(What this task involves): The expected output is the first line of the data below and every line after it, up to and including the line containing "# under the License.", each reproduced exactly.

(Given information):

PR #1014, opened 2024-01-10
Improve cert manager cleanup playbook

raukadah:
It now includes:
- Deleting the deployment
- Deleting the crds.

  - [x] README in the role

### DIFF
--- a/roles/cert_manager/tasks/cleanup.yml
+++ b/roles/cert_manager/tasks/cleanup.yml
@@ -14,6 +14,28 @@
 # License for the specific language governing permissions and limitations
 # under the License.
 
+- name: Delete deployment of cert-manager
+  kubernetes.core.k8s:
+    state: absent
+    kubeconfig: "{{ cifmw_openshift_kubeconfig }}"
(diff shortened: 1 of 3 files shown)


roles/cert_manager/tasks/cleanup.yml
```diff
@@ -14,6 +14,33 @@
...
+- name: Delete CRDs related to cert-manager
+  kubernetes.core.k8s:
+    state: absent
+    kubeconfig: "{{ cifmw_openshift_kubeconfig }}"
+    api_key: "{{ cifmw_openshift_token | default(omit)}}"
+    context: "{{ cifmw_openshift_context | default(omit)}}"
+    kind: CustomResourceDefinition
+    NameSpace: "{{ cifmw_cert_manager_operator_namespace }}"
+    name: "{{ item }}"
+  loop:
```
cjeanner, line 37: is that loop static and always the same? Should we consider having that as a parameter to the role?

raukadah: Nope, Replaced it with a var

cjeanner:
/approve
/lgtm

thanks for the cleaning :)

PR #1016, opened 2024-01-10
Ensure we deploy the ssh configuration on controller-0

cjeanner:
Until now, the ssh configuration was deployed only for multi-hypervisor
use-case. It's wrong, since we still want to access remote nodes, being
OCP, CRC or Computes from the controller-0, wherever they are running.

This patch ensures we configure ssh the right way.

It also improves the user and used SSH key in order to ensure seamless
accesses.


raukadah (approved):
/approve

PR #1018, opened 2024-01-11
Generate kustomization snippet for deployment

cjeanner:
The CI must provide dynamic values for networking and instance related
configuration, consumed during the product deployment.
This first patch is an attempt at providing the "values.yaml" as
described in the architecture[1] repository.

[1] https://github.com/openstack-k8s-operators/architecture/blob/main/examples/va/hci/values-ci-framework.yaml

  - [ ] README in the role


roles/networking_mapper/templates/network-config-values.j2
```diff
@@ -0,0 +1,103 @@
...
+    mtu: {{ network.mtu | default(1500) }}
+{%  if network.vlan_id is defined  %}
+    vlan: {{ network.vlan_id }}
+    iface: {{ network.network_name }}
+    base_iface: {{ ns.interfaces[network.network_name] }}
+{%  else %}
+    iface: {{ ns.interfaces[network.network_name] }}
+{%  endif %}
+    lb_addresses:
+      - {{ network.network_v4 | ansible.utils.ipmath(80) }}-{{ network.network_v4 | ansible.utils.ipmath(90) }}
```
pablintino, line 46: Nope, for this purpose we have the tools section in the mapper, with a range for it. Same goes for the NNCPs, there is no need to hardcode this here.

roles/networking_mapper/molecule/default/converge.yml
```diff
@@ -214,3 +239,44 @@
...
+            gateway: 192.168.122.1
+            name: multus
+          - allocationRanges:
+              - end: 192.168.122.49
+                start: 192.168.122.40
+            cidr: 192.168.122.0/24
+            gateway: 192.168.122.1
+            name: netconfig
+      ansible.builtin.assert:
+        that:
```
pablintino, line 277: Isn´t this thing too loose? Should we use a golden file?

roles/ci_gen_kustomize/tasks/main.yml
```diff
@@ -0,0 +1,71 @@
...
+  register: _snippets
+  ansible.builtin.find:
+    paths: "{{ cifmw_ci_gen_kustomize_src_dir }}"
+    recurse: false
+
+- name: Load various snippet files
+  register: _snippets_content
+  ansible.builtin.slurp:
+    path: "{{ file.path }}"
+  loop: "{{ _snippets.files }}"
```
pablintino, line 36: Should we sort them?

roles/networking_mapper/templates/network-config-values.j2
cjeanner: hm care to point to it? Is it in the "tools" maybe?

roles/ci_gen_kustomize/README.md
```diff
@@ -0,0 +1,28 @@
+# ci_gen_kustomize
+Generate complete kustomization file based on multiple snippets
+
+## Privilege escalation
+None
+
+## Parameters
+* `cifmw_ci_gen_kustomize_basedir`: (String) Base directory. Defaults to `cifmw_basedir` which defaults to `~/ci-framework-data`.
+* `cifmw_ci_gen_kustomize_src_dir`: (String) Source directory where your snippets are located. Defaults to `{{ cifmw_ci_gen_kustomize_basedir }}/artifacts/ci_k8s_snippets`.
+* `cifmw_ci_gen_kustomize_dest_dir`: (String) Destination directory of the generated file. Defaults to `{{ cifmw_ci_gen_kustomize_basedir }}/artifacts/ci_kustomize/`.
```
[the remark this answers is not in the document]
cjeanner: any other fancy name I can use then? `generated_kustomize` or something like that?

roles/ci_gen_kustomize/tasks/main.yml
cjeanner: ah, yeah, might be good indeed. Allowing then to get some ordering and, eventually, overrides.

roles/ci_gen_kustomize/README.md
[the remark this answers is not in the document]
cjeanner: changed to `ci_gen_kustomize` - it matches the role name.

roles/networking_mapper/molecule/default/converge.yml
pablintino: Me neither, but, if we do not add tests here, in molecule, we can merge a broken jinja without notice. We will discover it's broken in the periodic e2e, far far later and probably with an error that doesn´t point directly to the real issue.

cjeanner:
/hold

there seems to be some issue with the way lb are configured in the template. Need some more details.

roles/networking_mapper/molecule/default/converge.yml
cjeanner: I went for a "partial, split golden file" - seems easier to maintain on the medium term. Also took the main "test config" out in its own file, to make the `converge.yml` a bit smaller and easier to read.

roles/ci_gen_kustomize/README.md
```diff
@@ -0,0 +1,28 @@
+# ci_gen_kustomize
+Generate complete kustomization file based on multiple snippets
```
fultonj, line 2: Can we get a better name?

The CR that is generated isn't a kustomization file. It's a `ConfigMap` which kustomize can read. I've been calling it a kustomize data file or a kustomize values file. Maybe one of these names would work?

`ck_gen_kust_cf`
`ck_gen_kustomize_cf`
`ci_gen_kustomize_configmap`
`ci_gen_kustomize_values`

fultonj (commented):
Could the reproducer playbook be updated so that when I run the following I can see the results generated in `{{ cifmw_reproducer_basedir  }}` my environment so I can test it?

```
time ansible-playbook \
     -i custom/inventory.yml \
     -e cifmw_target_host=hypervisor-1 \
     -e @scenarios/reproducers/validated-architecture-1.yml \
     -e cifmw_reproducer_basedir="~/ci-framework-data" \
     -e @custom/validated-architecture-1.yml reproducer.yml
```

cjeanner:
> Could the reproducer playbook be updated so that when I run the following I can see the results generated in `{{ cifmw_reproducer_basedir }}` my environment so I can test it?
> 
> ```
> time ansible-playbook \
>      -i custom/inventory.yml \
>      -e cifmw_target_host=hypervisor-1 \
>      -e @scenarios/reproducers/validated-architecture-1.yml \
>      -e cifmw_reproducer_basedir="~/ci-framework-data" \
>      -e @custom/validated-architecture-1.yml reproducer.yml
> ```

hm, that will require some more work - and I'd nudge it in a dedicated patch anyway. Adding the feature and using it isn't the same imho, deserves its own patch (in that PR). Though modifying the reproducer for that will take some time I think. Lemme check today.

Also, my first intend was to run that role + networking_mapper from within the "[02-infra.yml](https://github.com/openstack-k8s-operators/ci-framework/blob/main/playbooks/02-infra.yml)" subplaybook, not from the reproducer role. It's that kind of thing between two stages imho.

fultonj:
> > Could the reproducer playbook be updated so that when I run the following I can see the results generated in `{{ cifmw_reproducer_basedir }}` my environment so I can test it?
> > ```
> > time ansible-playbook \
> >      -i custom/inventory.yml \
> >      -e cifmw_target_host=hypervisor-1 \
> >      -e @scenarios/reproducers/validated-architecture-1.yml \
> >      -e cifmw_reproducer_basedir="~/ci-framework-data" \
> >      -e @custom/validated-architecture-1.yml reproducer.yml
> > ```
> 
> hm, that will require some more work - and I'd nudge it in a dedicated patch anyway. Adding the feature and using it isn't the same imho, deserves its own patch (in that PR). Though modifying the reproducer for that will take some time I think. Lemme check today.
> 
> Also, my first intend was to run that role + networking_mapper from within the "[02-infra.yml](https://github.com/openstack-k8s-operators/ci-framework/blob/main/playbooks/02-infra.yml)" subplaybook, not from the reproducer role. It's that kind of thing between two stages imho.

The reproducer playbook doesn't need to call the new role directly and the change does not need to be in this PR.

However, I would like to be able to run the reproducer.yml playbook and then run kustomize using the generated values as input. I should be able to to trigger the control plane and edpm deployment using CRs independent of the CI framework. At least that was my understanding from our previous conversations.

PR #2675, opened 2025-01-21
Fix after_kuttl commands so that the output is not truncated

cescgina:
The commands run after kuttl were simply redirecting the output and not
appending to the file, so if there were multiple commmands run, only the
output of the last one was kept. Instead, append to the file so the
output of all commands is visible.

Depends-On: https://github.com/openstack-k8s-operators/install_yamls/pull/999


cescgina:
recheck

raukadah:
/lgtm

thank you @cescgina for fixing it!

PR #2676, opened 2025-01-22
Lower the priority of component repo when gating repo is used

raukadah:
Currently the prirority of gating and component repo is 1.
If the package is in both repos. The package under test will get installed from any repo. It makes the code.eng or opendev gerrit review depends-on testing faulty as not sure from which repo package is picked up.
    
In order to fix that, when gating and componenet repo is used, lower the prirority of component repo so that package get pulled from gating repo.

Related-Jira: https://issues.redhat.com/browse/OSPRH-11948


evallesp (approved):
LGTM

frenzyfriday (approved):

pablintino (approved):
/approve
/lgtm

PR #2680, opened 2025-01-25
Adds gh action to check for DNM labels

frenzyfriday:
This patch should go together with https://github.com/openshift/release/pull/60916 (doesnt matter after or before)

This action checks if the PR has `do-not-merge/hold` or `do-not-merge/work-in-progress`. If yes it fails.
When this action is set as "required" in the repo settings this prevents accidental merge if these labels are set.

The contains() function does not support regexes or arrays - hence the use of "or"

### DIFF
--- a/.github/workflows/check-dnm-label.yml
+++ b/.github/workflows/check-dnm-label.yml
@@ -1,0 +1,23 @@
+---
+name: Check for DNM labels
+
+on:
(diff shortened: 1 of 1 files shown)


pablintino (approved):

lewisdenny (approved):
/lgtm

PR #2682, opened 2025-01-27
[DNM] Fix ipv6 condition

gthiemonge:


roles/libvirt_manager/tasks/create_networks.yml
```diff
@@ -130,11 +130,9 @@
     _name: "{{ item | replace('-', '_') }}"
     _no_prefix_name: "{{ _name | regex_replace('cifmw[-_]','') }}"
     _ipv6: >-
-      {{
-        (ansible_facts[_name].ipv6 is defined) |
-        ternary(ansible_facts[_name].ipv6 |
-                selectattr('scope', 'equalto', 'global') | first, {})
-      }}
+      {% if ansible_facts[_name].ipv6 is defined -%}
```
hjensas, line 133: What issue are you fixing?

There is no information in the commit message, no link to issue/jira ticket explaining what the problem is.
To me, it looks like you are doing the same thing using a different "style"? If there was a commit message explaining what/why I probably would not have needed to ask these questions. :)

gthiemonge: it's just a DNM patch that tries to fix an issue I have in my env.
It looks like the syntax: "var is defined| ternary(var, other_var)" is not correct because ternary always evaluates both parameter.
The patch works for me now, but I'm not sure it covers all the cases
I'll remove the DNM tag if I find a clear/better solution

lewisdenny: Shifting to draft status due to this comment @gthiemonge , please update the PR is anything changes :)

(Your solution):
PR #1014, opened 2024-01-10
Improve cert manager cleanup playbook

raukadah:
It now includes:
- Deleting the deployment
- Deleting the crds.

  - [x] README in the role

### DIFF
--- a/roles/cert_manager/tasks/cleanup.yml
+++ b/roles/cert_manager/tasks/cleanup.yml
@@ -14,6 +14,28 @@
 # License for the specific language governing permissions and limitations
 # under the License.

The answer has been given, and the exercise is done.